Go through the records below and restate each one word for word.

"""

PR #4799, opened 2020-02-18
4771 Back to shop button

### LINKED ISSUE #4771: [mobile ux] On edit cart page the continue shopping button and the edit order button on the orders page takes you to the shop tab
This can be merged straight to master 🎉 

## Description

**- As a:** shopper
**- On page:** edit cart and also on the user account orders page
**- I want to be able to:** go back to the shop tab when I click 'Continue shopping' or 'Edit order'

**Current behaviour**
- continue shopping button defaults to the home tab
- If home tab does not exist it goes to the shop tab

**Expected behaviour**
- continue shopping button always defaults to the shop tab

mkllnk:
#### What? Why?

Closes #4771

Since the default shop page is now showing the shopfront message instead of the products, the "Continue shopping" buttons were leading there. It would make more sense though to go straight to the products in two cases:

- On the cart page.
- On the edit order page.

#### What should we test?

- Add a shopfront message to a shop.
- Change the shops settings to allow for editing orders.
- Go to the shop and verify that you are landing on the home tab.
- Add products to the cart.
- Go to the cart and click "Continue shopping".
- You should end up on the products page (not home tab).
- Checkout out and edit the order.
- Click on "Continue shopping" and you should get to the products again.
- Clicking on the "Shopping@..." button in the main navigation menu should take you to the home tab though.

#### Release notes

Fixed: The "Continue shopping" button takes you back to the products again even if the shop has a home tab.

Changelog Category: Fixed

### DIFF
--- a/app/helpers/shared_helper.rb
+++ b/app/helpers/shared_helper.rb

"""

**Solution to this exercise**
PR #4799, opened 2020-02-18
4771 Back to shop button

### LINKED ISSUE #4771: [mobile ux] On edit cart page the continue shopping button and the edit order button on the orders page takes you to the shop tab
This can be merged straight to master 🎉 

## Description

**- As a:** shopper
**- On page:** edit cart and also on the user account orders page
**- I want to be able to:** go back to the shop tab when I click 'Continue shopping' or 'Edit order'

**Current behaviour**
- continue shopping button defaults to the home tab
- If home tab does not exist it goes to the shop tab

**Expected behaviour**
- continue shopping button always defaults to the shop tab

mkllnk:
#### What? Why?

Closes #4771

Since the default shop page is now showing the shopfront message instead of the products, the "Continue shopping" buttons were leading there. It would make more sense though to go straight to the products in two cases:

- On the cart page.
- On the edit order page.

#### What should we test?

- Add a shopfront message to a shop.
- Change the shops settings to allow for editing orders.
- Go to the shop and verify that you are landing on the home tab.
- Add products to the cart.
- Go to the cart and click "Continue shopping".
- You should end up on the products page (not home tab).
- Checkout out and edit the order.
- Click on "Continue shopping" and you should get to the products again.
- Clicking on the "Shopping@..." button in the main navigation menu should take you to the home tab though.

#### Release notes

Fixed: The "Continue shopping" button takes you back to the products again even if the shop has a home tab.

Changelog Category: Fixed

### DIFF
--- a/app/helpers/shared_helper.rb
+++ b/app/helpers/shared_helper.rb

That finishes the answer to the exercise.